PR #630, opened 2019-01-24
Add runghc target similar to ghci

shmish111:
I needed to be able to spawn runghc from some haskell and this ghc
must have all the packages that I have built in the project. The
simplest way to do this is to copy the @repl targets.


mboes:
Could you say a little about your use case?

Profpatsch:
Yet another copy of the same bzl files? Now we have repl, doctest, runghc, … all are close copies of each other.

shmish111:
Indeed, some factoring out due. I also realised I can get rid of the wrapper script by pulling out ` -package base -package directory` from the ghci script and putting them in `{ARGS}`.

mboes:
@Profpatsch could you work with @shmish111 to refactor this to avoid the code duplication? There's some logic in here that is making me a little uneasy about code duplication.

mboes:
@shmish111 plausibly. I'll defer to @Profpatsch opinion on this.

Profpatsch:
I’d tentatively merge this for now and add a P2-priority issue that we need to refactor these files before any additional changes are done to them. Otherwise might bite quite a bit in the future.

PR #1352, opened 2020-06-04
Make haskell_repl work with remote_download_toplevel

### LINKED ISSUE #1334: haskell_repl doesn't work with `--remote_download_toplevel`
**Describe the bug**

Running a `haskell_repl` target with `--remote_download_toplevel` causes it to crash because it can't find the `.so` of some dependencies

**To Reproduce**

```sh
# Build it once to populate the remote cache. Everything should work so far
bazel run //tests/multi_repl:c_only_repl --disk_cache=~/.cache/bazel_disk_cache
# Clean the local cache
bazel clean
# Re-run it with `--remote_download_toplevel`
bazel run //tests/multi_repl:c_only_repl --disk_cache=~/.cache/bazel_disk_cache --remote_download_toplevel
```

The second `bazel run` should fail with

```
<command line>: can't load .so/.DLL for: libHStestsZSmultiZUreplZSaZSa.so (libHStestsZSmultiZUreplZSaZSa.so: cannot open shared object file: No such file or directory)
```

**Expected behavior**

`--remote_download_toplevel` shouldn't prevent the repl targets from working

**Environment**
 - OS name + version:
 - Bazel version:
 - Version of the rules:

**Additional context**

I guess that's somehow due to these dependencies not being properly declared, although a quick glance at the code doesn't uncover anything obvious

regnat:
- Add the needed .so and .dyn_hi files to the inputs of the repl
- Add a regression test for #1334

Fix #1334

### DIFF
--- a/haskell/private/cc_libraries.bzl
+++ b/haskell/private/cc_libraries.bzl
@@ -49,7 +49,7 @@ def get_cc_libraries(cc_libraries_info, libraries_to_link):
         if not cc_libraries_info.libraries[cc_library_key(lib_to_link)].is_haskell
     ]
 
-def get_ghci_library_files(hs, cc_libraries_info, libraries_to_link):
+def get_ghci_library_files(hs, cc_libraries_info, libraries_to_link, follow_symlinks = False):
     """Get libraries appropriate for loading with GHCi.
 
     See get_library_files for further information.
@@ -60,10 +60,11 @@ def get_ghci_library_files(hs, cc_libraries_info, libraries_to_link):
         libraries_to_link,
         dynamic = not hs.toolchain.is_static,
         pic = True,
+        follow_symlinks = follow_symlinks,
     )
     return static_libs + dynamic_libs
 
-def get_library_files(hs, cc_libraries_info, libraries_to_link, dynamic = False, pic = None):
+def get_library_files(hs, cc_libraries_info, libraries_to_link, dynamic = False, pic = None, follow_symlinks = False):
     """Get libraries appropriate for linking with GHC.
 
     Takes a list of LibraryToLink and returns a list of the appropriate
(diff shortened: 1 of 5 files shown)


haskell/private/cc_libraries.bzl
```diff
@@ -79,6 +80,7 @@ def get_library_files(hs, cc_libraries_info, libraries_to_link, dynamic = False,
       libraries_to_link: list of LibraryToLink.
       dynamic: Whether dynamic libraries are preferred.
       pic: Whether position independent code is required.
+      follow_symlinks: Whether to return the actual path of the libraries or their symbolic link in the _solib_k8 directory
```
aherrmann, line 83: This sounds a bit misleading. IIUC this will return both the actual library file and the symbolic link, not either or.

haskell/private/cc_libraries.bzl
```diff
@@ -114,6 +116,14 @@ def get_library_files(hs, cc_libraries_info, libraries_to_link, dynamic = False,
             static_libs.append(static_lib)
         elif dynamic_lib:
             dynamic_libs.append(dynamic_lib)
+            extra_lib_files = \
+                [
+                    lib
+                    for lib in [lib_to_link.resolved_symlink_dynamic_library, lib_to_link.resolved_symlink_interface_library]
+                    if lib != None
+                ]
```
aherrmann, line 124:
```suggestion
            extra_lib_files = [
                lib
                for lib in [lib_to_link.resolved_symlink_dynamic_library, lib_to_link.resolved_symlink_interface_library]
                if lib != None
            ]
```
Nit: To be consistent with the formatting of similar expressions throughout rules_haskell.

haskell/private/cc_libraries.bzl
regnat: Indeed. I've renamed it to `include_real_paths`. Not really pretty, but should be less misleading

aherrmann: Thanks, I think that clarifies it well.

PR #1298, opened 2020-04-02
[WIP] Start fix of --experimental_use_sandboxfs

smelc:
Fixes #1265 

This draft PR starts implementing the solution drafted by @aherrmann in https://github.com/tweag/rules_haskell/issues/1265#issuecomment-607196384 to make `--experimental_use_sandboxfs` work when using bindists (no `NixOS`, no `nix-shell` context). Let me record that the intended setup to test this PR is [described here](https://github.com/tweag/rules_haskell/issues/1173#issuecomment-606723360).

—————

### [ACTION ITEM]
Some lines in the data above may hold the word "list". Say how many, with no other words.

### [EXERCISE OUTPUT]
2